When Jesus reached the age of twelve years, He entered—according to Jewish custom—upon a new and important period in His life. You may be used to thinking of Jesus as a very wonderful boy, altogether different from other boys. That is not quite true. Jesus was a perfectly natural and normal boy. He liked to run and jump and play the games that other boys played. He had to go to school as other Jewish boys did—first at His mother's knee, then at the village synagogue. Jesus was unlike other boys in that He began early to understand something of the nature of His mission upon the earth. This made Him like serious things, and often to think about the teachings of God; for it was the aim of all Jewish education to learn about God and His commands, and how to keep them. Now, when Jesus became twelve years of age, there came to Him many new duties. The Jewish law required that He should assume all the religious responsibilities that devolved naturally upon a faithful Jew. Amongst other things, Jesus must hereafter go to the temple three times a year, to fulfill the demands of the law. Accordingly, when Joseph and Mary set out for Jerusalem, to observe the Feast of the Passover, soon after their eldest son's twelfth birthday, they took Him with them.
Jesus in the temple.
It is needless here to follow in detail the journey of the pilgrims over the great highway, across the Plain of Jezreel to Bethshean, down the western side of the Jordan Valley to Jericho, and then four thousand feet upward over the barren, robber-infested hills of the wilderness of Judea to Jerusalem. Jesus seems to have been much impressed by the road, for He referred to it later in the parable of the Good Samaritan.
When the celebration of the feast of the Passover was accomplished, Joseph and Mary set out to return to Nazareth. They had complete confidence in Jesus, so they did not look for Him till they reached Bethany. Jesus was not there to be found. Anxious at heart the parents returned to Jerusalem; and there, after three days, they found Him discoursing in the temple with Shammai and the learned teachers of the temple. The boy's zeal for knowledge had caused Him to remain at the temple even after the feast was over. "And all that heard Him were astonished at His understanding and answers."
When Mary saw her son in the midst of the learned men of Israel, she cried to Him, "Son, why hast thou thus dealt with us? Behold, thy father and I have sought thee sorrowing."
"And He said unto them. How is it that ye sought me? Wist ye not that I must be about my Father's business?"
"And they understood not the saying which He spake unto them."
His Father's Business.
It was, indeed, a strange saying to understand. Not Joseph and Mary alone, but countless thousands of people have failed to understand it. Do you think you know what the boy Jesus meant? Of course, to understand, one must know what the Father's business is. Then we can understand what Jesus thought about His mission on the earth. "For," Jesus said many years later when He had grown to manhood, "I came down from heaven, not to do mine own will, but the will of Him that sent me."
What, then, is the will of God?

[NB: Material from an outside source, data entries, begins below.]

PR #5904, opened 2022-06-30
Add new tests for syslog source ip 

JibinBao:
### Description of PR

Add new tests for feature of syslog source IP
Test plan: https://github.com/Azure/sonic-mgmt/blob/08eaff0203fbab4b8ca5bc453e688908e71e62c3/docs/testplan/syslog/Syslog_Source_IP_test_plan.md
SSIP HLD: https://github.com/sonic-net/SONiC/blob/master/doc/syslog/syslog-design.md

Summary:
Fixes # (issue)

### Type of change

- [ ] Bug fix

### Back port request
- [ ] 201911
- [ ] 202012

Add new tests for new feature Syslog source IP

#### How did you do it?
Add new tests

Run these tests on any topo

Any

Any


tests/syslog/syslog_utils.py
```diff
@@ -0,0 +1,152 @@
...
+        tcpdump_cmd (str): tcpdump cmd
+    Return: filepath
+    """
+    logging.info("Start tcpdump: {}".format(tcpdump_cmd))
+
+    pcap_file_full_path = tcpdump_cmd.split("-w")[-1].strip()
+    dut.shell("sudo rm -f {}".format(pcap_file_full_path))
+    tcpdump_task, tcpdump_result = dut.shell(tcpdump_cmd, module_async=True)
+    # wait for starting tcpdump
+    time.sleep(5)
```
qiluo-msft, line 138: >5 [](http://example.com/codeflow?start=15&length=1)

It will not work if the `tcpdump_cmd` completed < 5 seconds.

tests/syslog/test_syslog_source_ip.py
```diff
@@ -0,0 +1,555 @@
...
+                             neigh_mac_addr=DEFAULT_VRF_IP_ADDRESSES[k]["syslog_server_mac"],
+                             dev=routed_interfaces[0])
+
+    def configure_mgmt_vrf_test_data(self, mgmt_interface):
+        """
+        Configure test data for mgmt vrf
+        """
+        create_vrf(self.duthost, VRF_LIST[2])
+        # when create mgmt vrf, dut connection will be lost for a while
+        time.sleep(10)
```
qiluo-msft, line 222: >10 [](http://example.com/codeflow?start=19&length=2)

How stable is 10s for recovery? @prsunny Is it a better way to wait?

prsunny: Agree, this would be unpredictable. One approach I can think of is to ping and timeout after say 3minutes.

tests/syslog/syslog_utils.py
JibinBao: This command of tcpdump_cmd executes for 30s, so it will not completed in 5s.
Waiting 5s  is to make sure that tcpdump is ready to capture packets, so reduce the noise.

tests/syslog/test_syslog_source_ip.py
```diff
@@ -0,0 +1,560 @@
...
+        enum_rand_one_per_hwsku_frontend_hostname: DUT fixture
+    """
+    duthost = duthosts[enum_rand_one_per_hwsku_frontend_hostname]
+    show_syslog_res = duthost.command('show syslog', module_ignore_errors=True)['stderr_lines']
+    if show_syslog_res:
+        pytest.skip("This image doesn't support ssip feature, so skipp all related tests")
+
+
+@pytest.fixture(scope="module", autouse=True)
+def restore_config_by_config_reload(duthosts, enum_rand_one_per_hwsku_frontend_hostname):
```
nazariig, line 87: @JibinBao can we move all auxiliary stuff (fixtures, helpers, etc.) out of this file? IMHO, it will simply code understanding a lot

tests/syslog/test_syslog_source_ip.py
```diff
@@ -0,0 +1,560 @@
...
+        else:
+            tcpdump_interface = vrf
+        tcpdump_cmd = "sudo timeout 30 tcpdump -i {interface} port {port} -w {dut_pcap_file}".format(
+            interface=tcpdump_interface, port=port if port else SYSLOG_DEFAULT_PORT,
+            dut_pcap_file=DUT_PCAP_FILEPATH.format(vrf=vrf))
+        tcpdump_file = capture_syslog_packets(self.duthost, tcpdump_cmd)
+        return tcpdump_file
+
+    @pytest.mark.parametrize("syslog_config_combination_case", SYSLOG_CONFIG_COMBINATION_CASE)
+    def test_basic_syslog_config(self, duthosts, enum_rand_one_per_hwsku_frontend_hostname, enum_frontend_asic_index,
```
nazariig, line 390: @JibinBao can we have only a test cases in `TestSSIP` without auxiliary stuff?

tests/syslog/test_syslog_source_ip.py
```diff
@@ -0,0 +1,560 @@
...
+                del_syslog_server(self.duthost, syslog_server_ip=syslog_config["server ip"])
+
+    def configure_data_vrf_test_data(self, routed_interfaces):
+        """
+        Configure test data for data vrf
+        """
+        create_vrf(self.duthost, VRF_LIST[1])
+        bind_interface_to_vrf(self.asichost, VRF_LIST[1], routed_interfaces[1])
+        for k, v in DATA_VRF_IP_ADDRESSES.items():
+            self.asichost.config_ip_intf(routed_interfaces[1], DATA_VRF_IP_ADDRESSES[k]["source_ip"], "add")
```
nazariig, line 201: @JibinBao can we have all the commands being executed on a `DUT` + config dumps in `pytest` log with `INFO` severity?

tests/syslog/syslog_utils.py
```diff
@@ -0,0 +1,167 @@
...
+    Del syslog server
+
+    Args:
+        dut (SonicHost): The target device
+        syslog_server_ip (str): Syslog server ip
+    """
+    dut.command('sudo config syslog del {} '.format(syslog_server_ip))
+
+
+def show_syslog(dut):
```
nazariig, line 47: @JibinBao please add a common `ansible/pytest` module to fetch a syslog facts

tests/syslog/test_syslog_source_ip.py
JibinBao: Maybe we can move it to the conftest, because there is another existing script that will not use the fixture.

JibinBao: I want to keep it here

tests/syslog/test_syslog_source_ip.py
JibinBao: The reason for putting the auxiliary stuff in the TestSSIP is to make it easy to call it without pass many arguments.
In addition, the auxiliary stuff is just used for the TestSSIP.
Actually all tests are put together.

tests/syslog/test_syslog_source_ip.py
JibinBao: For all commands, there is log output in the pytest log, which is supported by the framework.

tests/syslog/syslog_utils.py
JibinBao: we can move the function to common/device/sonic.py. Is it ok?

tests/syslog/syslog_utils.py
```diff
@@ -0,0 +1,167 @@
...
+
+    Args:
+        dut (SonicHost): The target device
+        vrf (str): vrf
+        interface (str): interface
+    """
+    dut.command('sudo config interface vrf bind {} {} '.format(interface, vrf))
+
+
+def replace_ip_neigh(dut, neighbour, neigh_mac_addr, dev):
```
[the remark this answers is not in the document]
JibinBao: For the cases,  I think we don't need to use ARP responder. Using replace_ip_neigh will be more stable and simple.
As for the log error: sendto() error: Resource temporarily unavailable. we can add them to ignoring error list. Is it ok?

tests/syslog/test_syslog_source_ip.py
nazariig: @JibinBao The tests are usually being ran with INFO severity level. I didn't see these commands in the logs.
All the meaningful output should be present at INFO in front of DEBUG as well. This can simply test debugging a lot, especially when we are talking about configuration stage.

**P.S:** here i am mostly referring to statement like this:
```
logger.info("Update mgmt dict according to the real config on dut")
```

tests/syslog/syslog_utils.py
nazariig: @JibinBao you are the decision maker

JibinBao: ok. I will move it to the common place.

tests/syslog/test_syslog_source_ip.py
JibinBao: Done

roysr-nv (approved):

roysr-nv (dismissed):

nazariig (dismissed):

tests/common/devices/sonic.py
```diff
@@ -1923,3 +1923,27 @@ def active_ip_interfaces(self, ip_ifs, tbinfo, ns_arg=DEFAULT_NAMESPACE):
...
+              {
+                "server": "3.3.3.3",
+                "source": "4.4.4.4",
+                "port": "514",
+                "vrf": "mgmt",
+              },
+              ...
+            ]
+        """
+        return self.show_and_parse('sudo show syslog')
```
qiluo-msft, line 1949: >sudo [](http://example.com/codeflow?start=36&length=4)

Do you really need `sudo`?

tests/syslog/syslog_utils.py
```diff
@@ -0,0 +1,142 @@
...
+
+    Args:
+        dut (SonicHost): The target device
+    Return: True or False
+    """
+    show_mgmt_vrf = dut.command("show mgmt-vrf")["stdout"]
+    if "ManagementVRF : Disabled" in show_mgmt_vrf:
+        return False
+    else:
+        return True
```
qiluo-msft, line 142: `return "ManagementVRF : Disabled" not in show_mgmt_vrf`

tests/syslog/syslog_utils.py
qiluo-msft: From single function point of view, it is not always true that "This command of tcpdump_cmd executes for 30s".

tests/common/devices/sonic.py
JibinBao: The command with sudo or no sudo  is ok. Anyway, we can remove it

tests/syslog/syslog_utils.py
JibinBao: Will fix it

tests/syslog/syslog_utils.py
JibinBao: I mean that the tcpdump_cmd (sudo timeout 30 tcpdump ...) has a timeout parameter, so it ensures the cmd can be executed for 30s.

tests/syslog/syslog_utils.py
JibinBao: Done

tests/common/devices/sonic.py
JibinBao: Done

tests/syslog/syslog_utils.py
```diff
@@ -0,0 +1,139 @@
...
+
+    Args:
+        dut (SonicHost): The target device
+        vrf (str): vrf
+        interface (str): interface
+    """
+    dut.command('sudo config interface vrf bind {} {} '.format(interface, vrf))
+
+
+def replace_ip_neigh(dut, neighbour, neigh_mac_addr, dev):
```
nazariig, line 81: @JibinBao why not to add static neighbors like this:
```
cat ipv6_neigh.json
{
    "NEIGH": {
        "Vlan1000|200:200:200:200::5": {
            "neigh": "b8:ce:f6:56:da:14",
            "family": "IPv6"
        },
        "Vlan1000|200:200:200:200::4": {
            "neigh": "b8:ce:f6:56:da:07",
            "family": "IPv6"
        },
        "Vlan1000|200:200:200:200::7": {
            "neigh": "b8:ce:f6:56:da:16",
            "family": "IPv6"
        },
        "Vlan1000|200:200:200:200::6": {
            "neigh": "b8:ce:f6:56:da:15",
            "family": "IPv6"
        },
        "Vlan1000|200:200:200:200::1": {
            "neigh": "b8:ce:f6:56:da:01",
            "family": "IPv6"
        },
        "Vlan1000|200:200:200:200::3": {
            "neigh": "b8:ce:f6:56:da:06",
            "family": "IPv6"
        },
        "Vlan1000|200:200:200:200::2": {
            "neigh": "b8:ce:f6:56:da:02",
            "family": "IPv6"
        },
        "Vlan1000|200:200:200:200::8": {
            "neigh": "b8:ce:f6:56:da:18",
            "family": "IPv6"
        }
    }
}
sonic-cfggen -w -j ipv6_neigh.json
```

JibinBao: I  think my method is ok. It can configure ipv4 and ipv6 neigh. It is simpler.

nazariig: @JibinBao with the method you used it adds neighbors in a failed state. From HW perspective they are not resolved. It is useless to have dynamic neighbor defined like that

JibinBao: I think our test point is not "neighbors", it is just an assistant test tool. Actually, it works well with the "ip neigh", the packet can be sent successfully with the neighbors created by "ip neigh".  In addition, many community tests use "ip neigh" to add neighbors. So, I think my method is ok.
Thanks.

tests/syslog/syslog_utils.py
qiluo-msft: I understand the 5<30 should working for your current version. Since the constants are in 2 files, future dev may mistakenly modify one of them and break the assumption. So try get 5 from a function parameter, and let the caller could add some comments that 5<30 must be true.

JibinBao: Fixed it. Please review.

qiluo-msft (approved):

nazariig (approved):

What is His Father's business? Once, many hundreds of years before Jesus was born, God gave to a man named Moses a marvelous revelation. Moses saw how the earth had been formed, and how living things were put upon it. He saw how man was shaped in the image of God and placed upon the earth to have dominion over it. Then God said to Moses, "Behold, this is my work and my glory—to bring to pass the immortality and eternal life of man."